GLIAL-NEURONAL INTERACTIONS IN THE MAMMALIAN BRAIN

Department of Cell Biology and Neuroscience, University of California, Riverside, California 92521

Abstract

Recognition of the importance of glial cells in nervous system functioning is increasing, specifically regarding the modulation of neural activity. This brief review focuses on some of the morphological and functional interactions that take place between astroglia and neurons. Astrocyte-neuron interactions are of special interest because this glia cell type has intimate and dynamic associations with all parts of neurons, i.e., somata, dendrites, axons, and terminals. Activation of certain receptors on astrocytes produces morphological changes that result in new contacts between neurons, along with physiological and functional changes brought about by the new contacts.
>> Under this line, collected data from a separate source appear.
PR #1549, opened 2017-11-02
Flow 2.0 design - Get props from flow YAML file.

jamiesjc:
1. Support API to get flows and job properties from flow YAML file. This is needed when executing the flows and jobs.
2. With the new YAML file format, there is no need to specify the parent flow name as a prefix for the jobs. YAML format provides a structured way to distinguish sub-flows or jobs with same names between different parent flows. To achieve that, we choose to adopt ":" as the delimiter for job path. For example, the job path in an embedded flow could have the internal naming as "flow1: subflow2: subflow3: job4".  As a result, ":" will be restricted for use in the flow or job names. We will add validation to that later.
3. Today we are showing sub-flows in the project UI page together with the parent flow. This is not ideal because sub-flows should not be treated as independent flows and exposed for executing separately. This breaks the concept of a sub-flow. As an improvement, we will not display sub-flows as individual flows in the project UI page.

### DIFF
--- a/azkaban-common/src/main/java/azkaban/project/DirectoryYamlFlowLoader.java
+++ b/azkaban-common/src/main/java/azkaban/project/DirectoryYamlFlowLoader.java
@@ -24,6 +24,7 @@ import azkaban.flow.Node;
 import azkaban.project.FlowLoaderUtils.SuffixFilter;
 import azkaban.project.validator.ValidationReport;
 import azkaban.utils.Props;
+import com.google.common.collect.ImmutableList;
 import java.io.File;
 import java.io.FileNotFoundException;
 import java.util.ArrayList;
@@ -121,9 +122,7 @@ public class DirectoryYamlFlowLoader implements FlowLoader {
     FlowLoaderUtils.addEmailPropsToFlow(flow, props);
     props.setSource(flowFile.getName());
 
-    final List<FlowProps> flowPropsList = new ArrayList<>();
-    flowPropsList.add(new FlowProps(props));
-    flow.addAllFlowProperties(flowPropsList);
+    flow.addAllFlowProperties(ImmutableList.of(new FlowProps(props)));
 
     // Convert azkabanNodes to nodes inside the flow.
     azkabanFlow.getNodes().values().stream()
@@ -151,10 +150,10 @@ public class DirectoryYamlFlowLoader implements FlowLoader {
     if (azkabanNode.getType().equals(Constants.FLOW_NODE_TYPE)) {
       final String embeddedFlowId = flowName + Constants.PATH_DELIMITER + node.getId();
       node.setEmbeddedFlowId(embeddedFlowId);
-      final Flow flow_node = convertAzkabanFlowToFlow((AzkabanFlow) azkabanNode, embeddedFlowId,
+      final Flow flowNode = convertAzkabanFlowToFlow((AzkabanFlow) azkabanNode, embeddedFlowId,
           flowFile);
-      flow_node.setEmbeddedFlow(true);
-      this.flowMap.put(flow_node.getId(), flow_node);
+      flowNode.setEmbeddedFlow(true);
+      this.flowMap.put(flowNode.getId(), flowNode);
     }
     return node;
   }
--- a/azkaban-common/src/main/java/azkaban/project/DirectoryYamlFlowLoader.java
+++ b/azkaban-common/src/main/java/azkaban/project/DirectoryYamlFlowLoader.java
@@ -19,6 +19,7 @@ package azkaban.project;
 import azkaban.Constants;
 import azkaban.flow.Edge;
 import azkaban.flow.Flow;
+import azkaban.flow.FlowProps;
 import azkaban.flow.Node;
 import azkaban.project.FlowLoaderUtils.SuffixFilter;
 import azkaban.project.validator.ValidationReport;
@@ -100,13 +101,12 @@ public class DirectoryYamlFlowLoader implements FlowLoader {
   private void convertYamlFiles(final File projectDir) {
     // Todo jamiesjc: convert project yaml file.
 
-    final File[] flowFiles = projectDir.listFiles(new SuffixFilter(Constants.FLOW_FILE_SUFFIX));
-    for (final File file : flowFiles) {
+    for (final File file : projectDir.listFiles(new SuffixFilter(Constants.FLOW_FILE_SUFFIX))) {
       final NodeBeanLoader loader = new NodeBeanLoader();
       try {
         final NodeBean nodeBean = loader.load(file);
         final AzkabanFlow azkabanFlow = (AzkabanFlow) loader.toAzkabanNode(nodeBean);
-        final Flow flow = convertAzkabanFlowToFlow(azkabanFlow);
+        final Flow flow = convertAzkabanFlowToFlow(azkabanFlow, azkabanFlow.getName(), file);
         this.flowMap.put(flow.getId(), flow);
       } catch (final FileNotFoundException e) {
         logger.error("Error loading flow yaml files", e);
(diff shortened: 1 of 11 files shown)


azkaban-web-server/src/main/java/azkaban/webapp/servlet/ProjectManagerServlet.java
```diff
@@ -1585,7 +1587,12 @@ private void handleProjectPage(final HttpServletRequest req,
           page.add("exec", false);
         }
 
-        final List<Flow> flows = project.getFlows();
+        final List<Flow> flows = new ArrayList<>();
+        for (final Flow flow : project.getFlows()) {
```
kunkun-tang: nit: This can be made short by `project.getFlows().forEach()`

azkaban-common/src/main/java/azkaban/project/DirectoryYamlFlowLoader.java
```diff
@@ -100,32 +101,38 @@ public ValidationReport loadProjectFlow(final Project project, final File projec
...
       } catch (final FileNotFoundException e) {
         logger.error("Error loading flow yaml files", e);
       }
     }
   }
 
-  private Flow convertAzkabanFlowToFlow(final AzkabanFlow azkabanFlow) {
-    final Flow flow = new Flow(azkabanFlow.getName());
+  private Flow convertAzkabanFlowToFlow(final AzkabanFlow azkabanFlow, final String flowName,
+      final File flowFile) {
```
chengren311: flowName is not necessary as an additional method argument since it can be obtained from azkabanFlow.

azkaban-common/src/main/java/azkaban/project/DirectoryYamlFlowLoader.java
```diff
@@ -100,32 +101,38 @@ public ValidationReport loadProjectFlow(final Project project, final File projec
...
+    final Flow flow = new Flow(flowName);
     final Props props = azkabanFlow.getProps();
     FlowLoaderUtils.addEmailPropsToFlow(flow, props);
+    props.setSource(flowFile.getName());
```
chengren311: should we set path instead of name as source?

azkaban-common/src/main/java/azkaban/project/DirectoryYamlFlowLoader.java
```diff
@@ -100,32 +101,38 @@ public ValidationReport loadProjectFlow(final Project project, final File projec
...
+
+    final List<FlowProps> flowPropsList = new ArrayList<>();
+    flowPropsList.add(new FlowProps(props));
+    flow.addAllFlowProperties(flowPropsList);
```
chengren311: one line:
addAllFlowProperties(ImmutableList.of(new FlowProps(props)));

azkaban-common/src/main/java/azkaban/project/DirectoryYamlFlowLoader.java
jamiesjc: For embedded flows, the flowName is encoded with delimiter ":" internally and it's different from the azkabanFlow name itself which is mapped directly from the flow yaml file. For example, an embedded flow "embedded_flow1" inside parent flow "simple_flow" would have "simple_flow:embedded_flow1" as its flowName as compared to the azkabanFlow name "embedded_flow1". This is to distinguish embedded flows with same names inside different parent flow files.

azkaban-common/src/main/java/azkaban/project/DirectoryYamlFlowLoader.java
```diff
@@ -134,40 +141,46 @@ private Flow convertAzkabanFlowToFlow(final AzkabanFlow azkabanFlow) {
     return flow;
   }
 
-  private Node convertAzkabanNodeToNode(final AzkabanNode azkabanNode) {
+  private Node convertAzkabanNodeToNode(final AzkabanNode azkabanNode, final String flowName,
+      final File flowFile) {
     final Node node = new Node(azkabanNode.getName());
     node.setType(azkabanNode.getType());
+    node.setPropsSource(flowFile.getName());
+    node.setJobSource(flowFile.getName());
```
chengren311: path or name?

azkaban-common/src/main/java/azkaban/project/DirectoryYamlFlowLoader.java
```diff
@@ -134,40 +141,46 @@ private Flow convertAzkabanFlowToFlow(final AzkabanFlow azkabanFlow) {
...
 
     if (azkabanNode.getType().equals(Constants.FLOW_NODE_TYPE)) {
-      node.setEmbeddedFlowId(azkabanNode.getName());
-      final Flow flow_node = convertAzkabanFlowToFlow((AzkabanFlow) azkabanNode);
+      final String embeddedFlowId = flowName + Constants.PATH_DELIMITER + node.getId();
+      node.setEmbeddedFlowId(embeddedFlowId);
+      final Flow flow_node = convertAzkabanFlowToFlow((AzkabanFlow) azkabanNode, embeddedFlowId,
```
chengren311: flowNode?

azkaban-web-server/src/main/java/azkaban/webapp/servlet/ProjectManagerServlet.java
jamiesjc: I'll improve it, thanks!

azkaban-common/src/main/java/azkaban/project/FlowLoaderUtils.java
```diff
@@ -15,22 +15,82 @@
...
+  private static final Logger logger = LoggerFactory.getLogger(FlowLoaderUtils.class);
+
+  /**
+   * Gets flow or job props from flow yaml file.
+   *
+   * @param path the flow or job path delimited by ":", e.g. "flow:subflow1:subflow2:job3"
+   * @param flowFile the flow yaml file
+   * @return the props from yaml file
+   */
+  public static Props getPropsFromYamlFile(final String path, final File flowFile) {
```
chengren311: What do you think of passing nodeBean inside instead of the original file? Otherwise, If one day we want to implement getFlowTriggerFromYamlFile, it will need to parse the yaml file again.

azkaban-common/src/main/java/azkaban/project/DirectoryYamlFlowLoader.java
jamiesjc: Name is enough because all the flow yaml files are under the same project directory. And we can retrieve the flow file from DB based on their names. We don't need to support subdirectories in the new design so there is no need to specify the path. Even today we store .job and .properties file name as the source instead of the path.

azkaban-common/src/main/java/azkaban/project/DirectoryYamlFlowLoader.java
jamiesjc: Will change, thanks!

azkaban-common/src/main/java/azkaban/project/DirectoryYamlFlowLoader.java
jamiesjc: Yes, will rename.

azkaban-common/src/main/java/azkaban/project/FlowLoaderUtils.java
jamiesjc: Will getFlowTrigger be called together with getProps? If not, then we need to store the parsed nodeBean somewhere if you want to reuse it. But this might not work well if someone overrides the yaml file. I think reading the yaml file from DB and parsing the file is necessary since the file could potentially change. Also I think parsing the yaml file to NodeBean is straightforward and shouldn't be costly. Correct me if I'm wrong.

chengren311: '''
Will getFlowTrigger be called together with getProps
'''
No

jamiesjc: If it's really needed for optimization in the future, we can split this method into two parts. But again the main concern is the flow file itself might change, it is better to read from DB directly instead of caching the parsed value in nodeBean.

azkaban-common/src/main/java/azkaban/project/DirectoryYamlFlowLoader.java
jamiesjc: Name should be good.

In response to activation of other receptors or changes in the extracellular microenvironment, astrocytes release neuroactive substances that directly excite or inhibit nearby neurons and may modulate synaptic transmission. Although some of these glial-neuronal interactions have been known for many years, others have been quite recently revealed, but together they are forming a compelling story of how these two major cell types in the brain carry out the complex tasks that mammalian nervous systems perform.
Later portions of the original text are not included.